Research published in the ACL Findings confirms the pattern: opinion-summarisation technologies consistently reduce the richness of consumer feedback to shallower sentiments. The sharp edges — the ones that actually matter to a traveller deciding whether a hotel is safe — are exactly what the models smooth away.

The Google Precedent

This isn’t the first time AI summaries have been caught endangering consumers. Earlier this year, Google removed some of its AI health summaries after a Guardian investigation found people were being put at risk of harmful and misleading health information. The pattern is the same: an AI summarisation system designed to surface “the gist” of a body of content instead surfaces a sanitised, averaged version that strips out the critical warnings.

The Google AI Overviews death spiral documented on this site showed how AI summaries can starve the original content producers of traffic. This case shows the other side: even when the original reviews are still there, the AI summary actively steers readers away from the parts that matter most.

What Platforms Say

The platform investigated by Which? said its systems automatically suppress AI summaries when travellers warn about serious safety incidents, “helping ensure this content is highly visible to our community.” But the investigation found this suppression either didn’t trigger or didn’t work for the properties tested.

The company also said travellers have “the common sense” to check AI summaries against the reviews on the platform. Rory Boland, editor of Which? Travel, disagreed: “The platform has a responsibility to revisit the accuracy of its AI summaries and AI chatbot. In the meantime, users should scroll past these summaries and look at guest reviews, particularly one-star ratings, and at reviews on other sites, to make sure their next stay is a safe one.”

NZ Angle

New Zealanders spend roughly $9 billion a year on international travel, much of it booked through platforms that aggregate reviews. If an AI summary says a property is fine and the actual reviews tell a different story, the booking decision is being made on bad information. Consumer NZ, the local equivalent of Which?, has not yet commented on whether it plans to test AI review summaries on travel platforms operating in the New Zealand market, but the problem is global — and it applies to any platform using AI to summarise user feedback.

❓ FAQ

Can I turn off AI review summaries? Most major travel platforms do not offer a setting to disable AI-generated review summaries. The only workaround is to scroll past them and read the individual reviews directly, particularly one-star ratings.

Does this affect other review platforms? Almost certainly. Google, Amazon, Yelp, and other platforms use similar AI summarisation technology. The ACL research finding — that opinion-summarisation tools systematically flatten sharp criticism — applies to any platform that replaces human-written reviews with AI-generated overviews.

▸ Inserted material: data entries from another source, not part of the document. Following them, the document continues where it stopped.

PR #1715, opened 2023-02-15
[CLI-2332] Add `--availability` and `--type` to `kafka cluster update`

brianstrauch:
Checklist
---------
   * yes: ok

What
----
* Update a dedicated cluster to multi-zone with `kafka update --availability multi-zone`
* Update a basic/standard cluster to multi-zone with `kafka update --availability multi-zone --type dedicated`

References
----------
https://confluentinc.atlassian.net/wiki/spaces/KPLATFORM/pages/2928020393/Engineering+One+Pager+Standard+Cluster+Single-Zone+to+Multi-Zone+Migration#CLI-Workflow

Test & Review
-------------
Untested, since backend is still a WIP. Planning to write integration tests and system tests.


internal/cmd/kafka/command_cluster_create.go
```diff
@@ -88,7 +88,7 @@ func (c *clusterCommand) newCreateCommand(cfg *v1.Config) *cobra.Command {
 	pcmd.AddRegionFlag(cmd, c.AuthenticatedCLICommand)
 	pcmd.AddAvailabilityFlag(cmd)
 	pcmd.AddTypeFlag(cmd)
-	cmd.Flags().Int("cku", 0, `Number of Confluent Kafka Units (non-negative). Required for Kafka clusters of type "dedicated".`)
+	cmd.Flags().Uint32("cku", 0, `Number of Confluent Kafka Units. Required for Kafka clusters of type "dedicated".`)
```
brianstrauch, line 91: Matching @MuweiHe's changes from #1710

internal/pkg/cmd/flags.go
```diff
@@ -77,7 +77,7 @@ func autocompleteMechanisms(protocol string) []string {
 
 func AddAvailabilityFlag(cmd *cobra.Command) {
 	cmd.Flags().String("availability", kafka.Availabilities[0], fmt.Sprintf("Specify the availability of the cluster as %s.", utils.ArrayToCommaDelimitedString(kafka.Availabilities)))
-	RegisterFlagCompletionFunc(cmd, output.FlagName, func(_ *cobra.Command, _ []string) []string { return kafka.Availabilities })
+	RegisterFlagCompletionFunc(cmd, "availability", func(_ *cobra.Command, _ []string) []string { return kafka.Availabilities })
```
brianstrauch, line 80: Oops. Completion for this flag was broken before.

internal/cmd/kafka/command_cluster_update.go
```diff
@@ -34,6 +36,8 @@ func (c *clusterCommand) newUpdateCommand(cfg *v1.Config) *cobra.Command {
 	}
 
 	cmd.Flags().String("name", "", "Name of the Kafka cluster.")
+	pcmd.AddAvailabilityFlag(cmd)
+	pcmd.AddTypeFlag(cmd)
```
tmodi11, line 40: What is the difference between lines 38/41 and 39/40? It seems like we're missing a description or information in the case the user requests help.

internal/cmd/kafka/command_cluster_update.go
```diff
@@ -45,18 +49,22 @@ func (c *clusterCommand) newUpdateCommand(cfg *v1.Config) *cobra.Command {
...
-	currentCluster, _, err := c.V2Client.DescribeKafkaCluster(clusterID, c.EnvironmentId())
+	clusterId := args[0]
+	currentCluster, _, err := c.V2Client.DescribeKafkaCluster(clusterId, c.EnvironmentId())
 	if err != nil {
-		return errors.NewErrorWithSuggestions(fmt.Sprintf(errors.KafkaClusterNotFoundErrorMsg, clusterID), errors.ChooseRightEnvironmentSuggestions)
+		return errors.NewErrorWithSuggestions(fmt.Sprintf(errors.KafkaClusterNotFoundErrorMsg, clusterId), errors.ChooseRightEnvironmentSuggestions)
+	}
+
+	if currentCluster.Status.GetPhase() == ccloudv2.StatusProvisioning {
+		return errors.New(errors.KafkaClusterProvisioningErrorMsg)
```
tmodi11, line 63: Just for my understanding, is this just ensuring that if the cluster is still provisioning, we don't make any updates?

internal/cmd/kafka/command_cluster_update.go
```diff
@@ -66,31 +74,97 @@ func (c *clusterCommand) update(cmd *cobra.Command, args []string, prompt form.P
 			return err
 		}
 		if name == "" {
-			return errors.New(errors.NonEmptyNameErrorMsg)
+			return errors.New("`--name` must not be empty")
```
tmodi11, line 77: nit: Is there a reason you're removing the constant here?

internal/cmd/kafka/command_cluster_update.go
```diff
@@ -66,31 +74,97 @@ func (c *clusterCommand) update(cmd *cobra.Command, args []string, prompt form.P
...
 		}
+
 		update.Spec.SetDisplayName(name)
+
+		// The backend blocks simultaneous modification of `--name` and `--type`. If both are passed, update the name separately.
+		if cmd.Flags().Changed("type") {
+			if _, err := c.V2Client.UpdateKafkaCluster(clusterId, update); err != nil {
+				return err
+			}
+			update.Spec.DisplayName = nil
```
tmodi11, line 87: Is there a reason we cannot use the setter here?

internal/cmd/kafka/command_cluster_update.go
```diff
@@ -66,31 +74,97 @@ func (c *clusterCommand) update(cmd *cobra.Command, args []string, prompt form.P
...
+	if cmd.Flags().Changed("availability") {
+		availability, err := cmd.Flags().GetString("availability")
 		if err != nil {
 			return err
 		}
-		updatedCku, err := c.validateResize(int32(cku), &currentCluster, prompt)
-		if err != nil {
-			return err
+		if availability == "" {
+			return errors.New("`--availability` must not be empty")
```
tmodi11, line 97: nit: can this error message be a constant?

internal/cmd/kafka/command_cluster_update.go
```diff
@@ -66,31 +74,97 @@ func (c *clusterCommand) update(cmd *cobra.Command, args []string, prompt form.P
...
 		}
-		update.Spec.Config = &cmkv2.CmkV2ClusterSpecUpdateConfigOneOf{CmkV2Dedicated: &cmkv2.CmkV2Dedicated{Kind: "Dedicated", Cku: updatedCku}}
+		update.Spec.SetAvailability(strings.ToUpper(strings.ReplaceAll(availability, "-", "_")))
 	}
 
-	updatedCluster, err := c.V2Client.UpdateKafkaCluster(clusterID, update)
+	// Both `--type` and `--cku` require changing the config
+	if cmd.Flags().Changed("type") || cmd.Flags().Changed("cku") {
```
tmodi11, line 103: Can we consolidate the logic to make it more readable? I was thinking something like:
```
if (nameChange and clusterTypeChange) {
  setName = new_name
  updateName
  setName = nil
  setClusterType
}

if (ckuChange) {
  updateCKU 
}
```

internal/cmd/kafka/command_cluster_update.go
```diff
@@ -66,31 +74,97 @@ func (c *clusterCommand) update(cmd *cobra.Command, args []string, prompt form.P
...
+				return errors.New("`--type` must not be empty")
+			}
+			switch clusterType {
+			case skuBasic:
+				update.Spec.Config.CmkV2Basic.SetKind("Basic")
+			case skuStandard:
+				update.Spec.Config.CmkV2Standard.SetKind("Standard")
+			case skuDedicated:
+				update.Spec.Config.CmkV2Dedicated.SetKind("Dedicated")
+			}
```
tmodi11, line 139: I see that this is a duplicate set of switch case statements. Can this be consolidated with the above (L114)?

internal/cmd/kafka/command_cluster_update.go
```diff
@@ -66,31 +74,97 @@ func (c *clusterCommand) update(cmd *cobra.Command, args []string, prompt form.P
...
 		}
-		update.Spec.Config = &cmkv2.CmkV2ClusterSpecUpdateConfigOneOf{CmkV2Dedicated: &cmkv2.CmkV2Dedicated{Kind: "Dedicated", Cku: updatedCku}}
+		update.Spec.SetAvailability(strings.ToUpper(strings.ReplaceAll(availability, "-", "_")))
 	}
 
-	updatedCluster, err := c.V2Client.UpdateKafkaCluster(clusterID, update)
+	// Both `--type` and `--cku` require changing the config
+	if cmd.Flags().Changed("type") || cmd.Flags().Changed("cku") {
+		// Set base config before setting type or CKU
+		updatedClusterType := getClusterType(currentCluster.Spec.GetConfig())
```
tmodi11, line 105: nit: can this be `currentClusterType`

internal/cmd/kafka/command_cluster_update.go
```diff
@@ -66,31 +74,97 @@ func (c *clusterCommand) update(cmd *cobra.Command, args []string, prompt form.P
...
+			update.Spec.SetConfig(cmkv2.CmkV2ClusterSpecUpdateConfigOneOf{CmkV2Dedicated: new(cmkv2.CmkV2Dedicated)})
+		default:
+			return fmt.Errorf(`unsupported cluster type "%s"`, updatedClusterType)
+		}
+
+		if cmd.Flags().Changed("type") {
+			clusterType, err := cmd.Flags().GetString("type")
+			if err != nil {
+				return err
+			}
```
tmodi11, line 128: This block seems redundant to L106-112; is this necessary?

internal/cmd/kafka/command_cluster_update.go
```diff
@@ -66,31 +74,97 @@ func (c *clusterCommand) update(cmd *cobra.Command, args []string, prompt form.P
...
+			if clusterType == "" {
+				return errors.New("`--type` must not be empty")
```
tmodi11, line 130: nit: can this error be a constant?

internal/cmd/kafka/command_cluster_update.go
```diff
@@ -66,31 +74,97 @@ func (c *clusterCommand) update(cmd *cobra.Command, args []string, prompt form.P
...
+		update.Spec.SetAvailability(strings.ToUpper(strings.ReplaceAll(availability, "-", "_")))
 	}
 
-	updatedCluster, err := c.V2Client.UpdateKafkaCluster(clusterID, update)
+	// Both `--type` and `--cku` require changing the config
+	if cmd.Flags().Changed("type") || cmd.Flags().Changed("cku") {
+		// Set base config before setting type or CKU
+		updatedClusterType := getClusterType(currentCluster.Spec.GetConfig())
+		if cmd.Flags().Changed("type") {
+			clusterType, err := cmd.Flags().GetString("type")
```
tmodi11, line 107: nit: can this be `updatedClusterType`

internal/cmd/kafka/command_cluster_update.go
```diff
@@ -66,31 +74,97 @@ func (c *clusterCommand) update(cmd *cobra.Command, args []string, prompt form.P
...
+			if err != nil {
+				return err
+			}
+			if clusterType == "" {
+				return errors.New("`--type` must not be empty")
+			}
+			switch clusterType {
+			case skuBasic:
+				update.Spec.Config.CmkV2Basic.SetKind("Basic")
```
tmodi11, line 134: This is out of the scope of this PR, but can we have a follow up JIRA to change the `kind` attributes to constants?

internal/cmd/kafka/command_cluster_update.go
```diff
@@ -66,31 +74,97 @@ func (c *clusterCommand) update(cmd *cobra.Command, args []string, prompt form.P
...
+			switch updatedClusterType {
+			case skuBasic, skuStandard:
+				return fmt.Errorf(errors.ClusterResizeNotSupportedErrorMsg)
+			case skuDedicated:
+				updatedCku, err := c.validateResize(int32(cku), &currentCluster, prompt)
+				if err != nil {
+					return err
+				}
+				update.Spec.Config.CmkV2Dedicated.SetCku(updatedCku)
+			}
```
tmodi11, line 156: Can this be consolidated with the above switch statement on L113?

internal/cmd/kafka/command_cluster_update.go
```diff
@@ -66,31 +74,97 @@ func (c *clusterCommand) update(cmd *cobra.Command, args []string, prompt form.P
...
+		}
+	}
+
+	updatedCluster, err := c.V2Client.UpdateKafkaCluster(clusterId, update)
 	if err != nil {
-		return errors.NewWrapErrorWithSuggestions(err, "failed to update Kafka cluster", errors.KafkaClusterUpdateFailedSuggestions)
+		return err
```
tmodi11, line 162: Is there a reason why we are no longer returning a suggestion?

internal/cmd/kafka/command_cluster_update.go
```diff
@@ -104,18 +178,17 @@ func (c *clusterCommand) validateResize(cku int32, currentCluster *cmkv2.CmkV2Cl
 	if currentCluster.Spec.GetAvailability() == highAvailability && cku <= 1 {
 		return 0, errors.New(errors.CKUMoreThanOneErrorMsg)
 	}
+
 	if cku == 0 {
 		return 0, errors.New(errors.CKUMoreThanZeroErrorMsg)
 	}
-	// Cluster can't be resized while it's provisioning or being expanded already.
```
tmodi11, line 110: Is there a reason why we're removing these comments? Seems like it could be helpful.

internal/cmd/kafka/command_cluster_update.go
```diff
@@ -104,18 +178,17 @@ func (c *clusterCommand) validateResize(cku int32, currentCluster *cmkv2.CmkV2Cl
...
-	// Name _can_ be changed during these times, though.
 	if err := isClusterResizeInProgress(currentCluster); err != nil {
 		return 0, err
 	}
+
 	// If shrink
-	if cku < currentCluster.GetSpec().Config.CmkV2Dedicated.Cku {
+	if cku < currentCluster.Spec.GetConfig().CmkV2Dedicated.GetCku() {
```
tmodi11, line 190: Is there a reason why we removed the getter from spec here?

internal/cmd/kafka/command_cluster_update.go
```diff
@@ -155,3 +229,15 @@ func confirmShrink(prompt form.Prompt, promptMessage string) (bool, error) {
...
+	if config.CmkV2Dedicated != nil {
+		return skuDedicated
+	}
+
+	if config.CmkV2Standard != nil {
+		return skuStandard
+	}
+
+	return skuBasic
+}
```
tmodi11, line 243: It seems easier if we have all the switch statement functionality here and call this function anytime we need to get the cluster type. You would just need to add another case if the user has inputted an invalid type.

internal/cmd/kafka/utils.go
```diff
@@ -107,9 +106,6 @@ func getKafkaRestProxyAndLkcId(c *pcmd.AuthenticatedStateFlagCommand) (*pcmd.Kaf
 }
 
 func isClusterResizeInProgress(currentCluster *cmkv2.CmkV2Cluster) error {
-	if currentCluster.Status.Phase == ccloudv2.StatusProvisioning {
-		return errors.New(errors.KafkaClusterStillProvisioningErrorMsg)
-	}
```
tmodi11, line 112: Is it safe to remove this check; are we sure no other function is relying on this check?

tmodi11 (commented):
@brianstrauch Thanks for all your work on this! Did a first pass and left some comments.

internal/cmd/kafka/command_cluster_update.go
brianstrauch: The suggestion is "A cluster can't be updated while still provisioning." but we return an error earlier if that's the case, so this would just lead users down the wrong path.

internal/cmd/kafka/command_cluster_update.go
brianstrauch: Those comments should've been cleaned up earlier. This function no longer checks if the cluster is provisioning or expanding already.

internal/cmd/kafka/command_cluster_update.go
brianstrauch: It's a weird limitation of our SDK generator... hopefully the API team will fix this soon 😕

We've been using the getter on the last element of a chain of fields, because they're the most likely to be `nil` 😬

internal/cmd/kafka/utils.go
brianstrauch: Yep, this is safe to remove!

internal/cmd/kafka/command_cluster_update.go
brianstrauch: Same response as your other comment above.

internal/cmd/kafka/command_cluster_update.go
brianstrauch: I think I'd prefer not to, it would require two `isDedicated()` checks instead of one.

internal/cmd/kafka/command_cluster_update.go
tmodi11: I see, is there any other errors that would cause this to suggest looking into? If not, no worries, but this may help oncalls while debugging

brianstrauch:
Hey @tmodi11, just checking in- do we have an ETA for the changes in this PR?

tmodi11:
@brianstrauch I think we can close this PR

tmodi11:
@brianstrauch I think we can close this PR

Are platforms legally liable for misleading AI summaries? Unclear. The UK’s Digital Markets, Competition and Consumers Act gives regulators new powers to tackle misleading commercial practices. If an AI summary significantly misrepresents the sentiment of reviews, a regulator could argue that’s a misleading representation. No case has been brought yet.

What should travellers do? Read the one-star reviews first. Look for patterns — multiple guests reporting the same issue (illness, mould, safety concerns) is a signal regardless of the overall rating. Skip the AI summary entirely.

🔍 THE BOTTOM LINE

The technology isn’t broken. It’s working as designed — averaging out the extremes, smoothing the edges, producing a summary that sounds reasonable. The problem is that “reasonable” is the wrong output when the input includes safety-critical warnings. When a platform says it’s “confident” the AI is doing what it was designed to do, the scariest part is that they might be right.